_Work request_
In the records below, find each line with "still" and copy it.

Top of Data records

PR #1851, opened 2022-05-26
Update storm32.xml

olliw42:
This updates the storm32.xml dialect file. The changes are non functional.

1. Add the github user name to the contacts, as had been suggested/recommended somewhere I cannot find anymore
2. Removes a comment which has become obsolete.

THX!
Olli

### DIFF
--- a/message_definitions/v1.0/storm32.xml
+++ b/message_definitions/v1.0/storm32.xml
@@ -1,9 +1,9 @@
 <?xml version="1.0"?>
 <!--
 Contact:
+  - github user name: @olliw42 (to ping)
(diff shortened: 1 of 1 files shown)


hamishwillee (approved):
Thanks @olliw42 - I think it is useful to have a github handle. The only requirement is "some reliable mechanism" for us to know who owns it.

olliw42:
It's me who has to thank you guys, as it was suggested by someone of you :)
I also have to thank ardupilot, since they finally made it possible that the comment could be removed.
thx for merging
:)

PR #1852, opened 2022-05-30
ardupilotmega: add nav_attitude_time command

rmackay9:
This adds a new ArduPilot specific NAV_ATTITUDE_TIME command which allows the user to specify an attitude they would like the vehicle to maintain for a specified period of time during.  This can be useful if a user wants to, for example, specify that a copter should drift with the wind for 10 seconds (they could set roll, pitch and climb_rate arguments to zero).

This has [already been merged into the AP specific mavlink](https://github.com/ArduPilot/mavlink/pull/272) but if there's interest in other teams using this message I'm happy to move it to common.xml instead.

This has been tested successfully in SITL using AP.

### DIFF
--- a/message_definitions/v1.0/ardupilotmega.xml
+++ b/message_definitions/v1.0/ardupilotmega.xml
@@ -291,6 +291,16 @@
         <param index="6">Empty</param>
         <param index="7">Empty</param>
       </entry>
+      <entry value="42703" name="MAV_CMD_NAV_ATTITUDE_TIME" hasLocation="false" isDestination="false">
+        <description>Maintain an attitude for a specified time.</description>
+        <param index="1" label="time" units="s">Time to maintain specified attitude and climb rate</param>
+        <param index="2" label="roll" units="deg">Roll angle in degrees (positive is lean right, negative is lean left)</param>
+        <param index="3" label="pitch" units="deg">Pitch angle in degrees (positive is lean back, negative is lean forward)</param>
+        <param index="4" label="yaw" units="deg">Yaw angle</param>
+        <param index="5" label="climb_rate" units="m/s">Climb rate</param>
+        <param index="6">Empty</param>
+        <param index="7">Empty</param>
+      </entry>
       <entry value="43000" name="MAV_CMD_GUIDED_CHANGE_SPEED" hasLocation="false" isDestination="false">
         <description>Change flight speed at a given rate. This slews the vehicle at a controllable rate between it's previous speed and the new one. (affects GUIDED only. Outside GUIDED, aircraft ignores these commands. Designed for onboard companion-computer command-and-control, not normally operator/GCS control.)</description>
         <param index="1" label="speed type" enum="SPEED_TYPE">Airspeed or groundspeed.</param>


message_definitions/v1.0/ardupilotmega.xml
```diff
@@ -291,6 +291,16 @@
...
+      <entry value="42703" name="MAV_CMD_NAV_ATTITUDE_TIME" hasLocation="false" isDestination="false">
+        <description>Maintain an attitude for a specified time.</description>
+        <param index="1" label="time" units="s">Time to maintain specified attitude and climb rate</param>
+        <param index="2" label="roll" units="deg">Roll angle in degrees (positive is lean right, negative is lean left)</param>
+        <param index="3" label="pitch" units="deg">Pitch angle in degrees (positive is lean back, negative is lean forward)</param>
+        <param index="4" label="yaw" units="deg">Yaw angle</param>
+        <param index="5" label="climb_rate" units="m/s">Climb rate</param>
+        <param index="6">Empty</param>
+        <param index="7">Empty</param>
+      </entry>
```
hamishwillee, line 303: @rmackay9 As this is a dialect and you're a known/trusted owner of the dialect I'll just merge this.

That said, some comments that I would have if this was going into common.
1. What's the climb rate for if you're maintaining altitude? Is this the rate to climb to the altitude if you're not there already? 
2. So does time start from when the command is sent (that's implied) or from when you reach altitude?
3. What happens if this is used on an FW? 
4. Are there any limits: maxValue, minValue, increment on any of these? 
5. IN particular param 5 is likely to be an integer, so are you expecting only whole numbers of m/s climb rate?

hamishwillee:
@bkueng @julianoes @dagar  Is this something that might be useful in common.xml? I.e. does PX4 want this?

IF so, can you provide suggestions for things that would be "required" here?

message_definitions/v1.0/ardupilotmega.xml
rmackay9: @hamishwillee,

Txs very much for merging.  So this command is for **attitude** not altitude (easy to mix up).

I don't think this will be very useful on fixed wing or ground vehicles.  For those we might need an alternative command called something like ATTITUDE_THRUST_TIME which allow providing a thrust rather than a climb rate.

The roll, pitch and yaw are all Euler angles in degrees so they have these limits:

- roll: +- 180 deg
- pitch: +- 90 deg
- yaw: -180 to +360 (to allow for people to specify in the -180 to +180 range or in the 0 to 360)

You know, I don't think I've ever used the "minValue" and "maxValue" tags but I could add those. Txs for that suggestion.

hamishwillee: > So this command is for attitude not altitude (easy to mix up).

@rmackay9 You're very kind. I should learn to read.

For max, min, etc. these are supposed to make it easier for a GCS to create a sensible editor control. Don wanted them for QGC but I have not checked that it uses them. They could also auto-add limits for libraries too.
Docs on the schema here: https://mavlink.io/en/guide/xml_schema.html#param (or of course you can just check the schema doc). Note, [fields](https://mavlink.io/en/guide/xml_schema.html#messages) don't have these, but IMO should.

If it were me I would definitely add a comment that this is intended for MCs. Perhaps something like:

> This is intended for MC use. A vehicle that cannot independently control the specified degrees of freedom should reject the command with [MAV_RESULT_TEMPORARILY_REJECTED](https://mavlink.io/en/messages/common.html#MAV_RESULT_TEMPORARILY_REJECTED).

hamishwillee: PS This is still valid
- param 5 is sent in an integer. You need to move this is you expect users to specify floats, and otherwise add `increment` if you expect integers.

hamishwillee: If it were me I'd just push it to param 7 :-). Param 6 and 5 can just be empty. Yes the break isn't lovely, but not really a big deal. Your call!

Oh, and you're effectively forcing all of the values to be supplied, which is fine. You might choose to use NaN to indicate "current value".

rmackay9: The NaN idea is an interesting one.  I had thought that it would be a good idea to be able to use the current yaw instead of always having to provide it but couldn't think of a way to do that.  I'd forgotten that floats can carry a NaN.  txs!

hamishwillee:
@rmackay9 Had a chat. Interested on where you generally would use? Bluff body calculations?

General feeling was that we _might_ like to take it, but would it be possible to move climb_rate to param7 because it is clearly broken in this respect.

PR #1854, opened 2022-06-03
common.xml: add ignition_voltage to EFI_STATUS

peterbarker:
Supply voltage to EFI sparking system.

### DIFF
--- a/message_definitions/v1.0/common.xml
+++ b/message_definitions/v1.0/common.xml
@@ -6289,6 +6289,8 @@
       <field type="float" name="exhaust_gas_temperature" units="degC">Exhaust gas temperature</field>
       <field type="float" name="throttle_out" units="%">Output throttle</field>
       <field type="float" name="pt_compensation">Pressure/temperature compensation</field>
+      <extensions/>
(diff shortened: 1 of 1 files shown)


message_definitions/v1.0/common.xml
```diff
@@ -6289,6 +6289,8 @@
       <field type="float" name="exhaust_gas_temperature" units="degC">Exhaust gas temperature</field>
       <field type="float" name="throttle_out" units="%">Output throttle</field>
       <field type="float" name="pt_compensation">Pressure/temperature compensation</field>
+      <extensions/>
+      <field type="float" name="ignition_voltage" units="V">Supply voltage to EFI sparking system.  Zero in this value means "unknown", so if the supply voltage really is zero volts use 0.0001 instead.</field>
```
hamishwillee, line 6293: I'm OK with this. I guess the "usual" question - why not a uint_16_t and units of cV. You could still use 0 for the "not supplied".

@julianoes @auturgy Any opinion?

I guess my questions are the normal - is a float the right type? If this can never be negative you could use

julianoes (approved):

hamishwillee:
I had a chat to @peterbarker . This is sent at relatively low rate, and is already inefficient - proportionally having just this field being smaller will make no difference, except a negative one for any implementer (who will need to think differently about handling the particular field).

So technically would be the right thing to do, but not worth the hassle for anyone to modify this. Agreed to merge.

PR #680, opened 2015-08-21
(MAINT) Fix repl per break in SERVER-813

camlow325:
This commit fixes the user_repl.clj, previously broken by changes
introduced in SERVER-813.  The primary change in the commit is to rename
`pool->vec` to `registered-instances` per the name change made as part
of the work on that ticket.  The commit also includes some web-routing
and puppet-admin sections missing from the sample repl configuration.


nwolfe:
:yellow_heart:

PR #682, opened 2015-08-22
Validates SERVER-816

erikPrime:
This PR ports the External CA that runs from QATests against pe-puppetserver to FOSS puppet-server.
- removed the pe-specific certificate operations
- added Key Usage, Extended Key Usage, and Microsoft Universal Principal Name field to openssl.cnf


acceptance/suites/tests/020-external-ca/010_setup_remote_ca.rb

Bottom of Data records

_Result below_
hamishwillee: PS This is still valid
hamishwillee, line 6293: I'm OK with this. I guess the "usual" question - why not a uint_16_t and units of cV. You could still use 0 for the "not supplied".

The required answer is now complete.